GIVEN DATA:
++++++++
PR #1482, opened 2022-01-25
fix: handle bom in text and json

jimmywarting:
## Purpose
long over due problem to an easy fix... `.text()` & `.json()` didn't handle BOM correctly

## Changes
switch `buffer.toString()` to `TextDecoder().decode()`

___

- [x] I added unit test(s)

___

- fix #541

PR #1739, opened 2023-05-01
fix: handle bom in text and json

aclarembeau:
## Purpose

Bring the fix https://github.com/node-fetch/node-fetch/pull/1482/commits from 3.X to 2.X

## Changes

Allow parsing results with BOM encoding

## Additional information

It's just a copy paste of the fix of https://github.com/node-fetch/node-fetch/pull/1482/commits for node-fetch 2.X, for the people who can't use 3.X
___

- [ ] I updated readme
- [x] I added unit test(s)

___

- fix #000

### DIFF
--- a/package.json
+++ b/package.json
@@ -39,7 +39,7 @@
     "dependencies": {
         "whatwg-url": "^5.0.0"
     },
-    "peerDependencies": { 
+    "peerDependencies": {
         "encoding": "^0.1.0"
     },
     "peerDependenciesMeta": {
--- a/src/body.js
+++ b/src/body.js
@@ -114,12 +114,8 @@ Body.prototype = {
 	 * @return  Promise
 	 */
 	json() {
-		return consumeBody.call(this).then((buffer) => {
-			try {
-				return JSON.parse(buffer.toString());
-			} catch (err) {
-				return Body.Promise.reject(new FetchError(`invalid json response body at ${this.url} reason: ${err.message}`, 'invalid-json'));
-			}
+		return this.text.then((text) => {
+			return JSON.parse(text); 
 		})
 	},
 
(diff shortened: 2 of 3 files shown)


jimmywarting (approved):

smeet666:
I would really love to see this change accepted, I'm in the exact same case where I can't upgrade to 3.0 **now** but I don't like too much to patch it on my side.

jimmywarting:
Normally the process have been that at least 2 core members needs to review and accept, if at least 2 agrees then we will merge. 
But if it may take to long or nobody have time to review then 1 can be enough.

we also don't do so much in the v2 branch anymore unless it's a security issue.

ping @LinusU 

---

> I can't upgrade to 3.0

any particular reason why you can't update?
there isn't any problem loading ESM module from CJS
you just have to load it lazily with `import('node-fetch').then(...)` read more [here](https://github.com/node-fetch/node-fetch/issues/1279) of how you can load v3

LinusU (approved):
Neat! 👍

jon-esperanza:
This has deprecated Node.js 10 for this node-fetch version due to TextDecoder being used as a global object.

TextDecoder became a global object in Node.js 11.
Screenshot 2023-05-08 at 4 44 44 PM

LinusU:
@jon-esperanza the breakage was not intentional, we are reverting this now. Thank you for bringing this to our attention.

revert progress: #1741

smeet666:
Is there any status on this one, then? Is it abandoned? It's marked as merged, but seems to be reverted.

jimmywarting:
Yes. it's reverted b/c it broke backward comp. 
`TextDecoder` was not available in those older NodeJS 

Must come up with a own solution that strips BOM manually without using it.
++++++++
DESCRIPTION OF THE TASK: Among the records above, count the lines that include the word "much" and state the number by itself.

RESULT OF THE TASK: 2